Saved entries:
PR #801, opened 2016-02-10
Fix offheap configurations in index_summary_upgrade_test

mshuler:
Local testing works as expected now - notes on https://datastax.jira.com/browse/CSTAR-276

### DIFF
--- a/index_summary_upgrade_test.py
+++ b/index_summary_upgrade_test.py
@@ -1,6 +1,6 @@
 from cassandra.concurrent import execute_concurrent_with_args
 
-from dtest import Tester, debug
+from dtest import OFFHEAP_MEMTABLES, Tester, debug
 from jmxutils import JolokiaAgent, make_mbean, remove_perf_disable_shared_mem
 from tools import known_failure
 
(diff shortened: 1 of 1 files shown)


index_summary_upgrade_test.py
```diff
@@ -80,6 +86,11 @@ def test_upgrade_index_summary(self):
         node.watch_log_for("DRAINED")
         node.stop()
         cluster.set_install_dir(original_install_dir)
+        if OFFHEAP_MEMTABLES:
+            # memtable_allocation_type is not supported in the 3.0-3.3 branches
+            if '3.0' <= cluster.version() < '3.4':
+                cluster._config_options.__delitem__("memtable_allocation_type")
+                debug("Removed memtable_allocation_type from %s configuration" % cluster.version())
```
ptnapoleon: Could you change the string formatting you did here? Instead make it
`debug("Removed memtable_allocation_type from {} configuration".format(cluster.version()))`

ptnapoleon:
+1 after the minor fix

WHAT YOU WILL DO:
Could you reproduce, exactly as written, the lines running from the one with "ptnapoleon: Could you" to the end of the entries above?

OUTPUT BELOW:
ptnapoleon: Could you change the string formatting you did here? Instead make it
`debug("Removed memtable_allocation_type from {} configuration".format(cluster.version()))`

ptnapoleon:
+1 after the minor fix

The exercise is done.